The Constraints of Magnetic versus Flash Disk Capabilities in Big Data Analysis

Authors: 
Nathan Regola, David A. Cieslak and Nitesh V. Chawla
Citation: 
Proceedings of the 2nd Workshop on Architectures and Systems for Big Data. ACM, 2012.
Publication Date: 
June, 2012

Solid state disks (or flash disks) are decreasing in cost per gigabyte and are being incorporated into many appliances, such as the Oracle Database Appliance [8]. Databases--and more specifically data warehouses--are often utilized to support large scale data analysis and decision support systems. Decision makers prefer information in real time. Traditional storage systems that are based on magnetic disks achieve high performance by utilizing many disks for parallel operations in RAID arrays. However, this performance is only possible if requests represent a reasonable fraction of the RAID stripe size, or I/O transactions will suffer from high overhead.
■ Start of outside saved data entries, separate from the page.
PR #7506, opened 2024-03-23
Added a Trigger so whenever a problem gets inserted to a problemset the order field gets updated to be pushed to the end of the list.

mohannedah:
# Description

Added a Trigger to update the order of the problem before being added to the problem set.

Fixes: #6682 

# Comments
What I did was basically adding a Trigger, so, whenever we try to add a problem related to a specific problem_set the order gets updated to the count of the total problems in a problem_set + 1.
Screenshot 2024-03-22 232916
That is before inserting the problem named "filas" into the problemset whose id is equal to 7.
Before 2 1
and that's the case after inserting the problem "filas".
After 2 2
I tried reordering and saving and I realized when it comes to updates it works just fine because whenever we try to have a new order. we send a request to /api/course/updateProblemsOrder and the body of the request contains a list of the aliases of the problems ordered by the new order assigned in the frontend. 
the controller handles the logic of updating the order.
Screenshot 2024-03-23 021209

# Checklist:


pabo99:
Issue #6682 was fixed on PR #7507, so this PR can be closed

Solid state disks have the potential to increase the speed of data retrieval for mission critical workloads that require real time applications, such as analytic dashboards. However, solid state disks behave differently than magnetic hard disks due to the limitations of rewriting NAND flash based blocks. Therefore, this work presents benchmark results for a modern relational database that stores data on solid state disks, and contrasts this performance to a ten disk RAID 10 array, a traditional storage design for high performance database data blocks. The preliminary results show that a single solid state disk is able to outperform the array for queries summarizing a data set for a variety of OLAP cube dimensions. Future work will explore the low level database performance in more detail.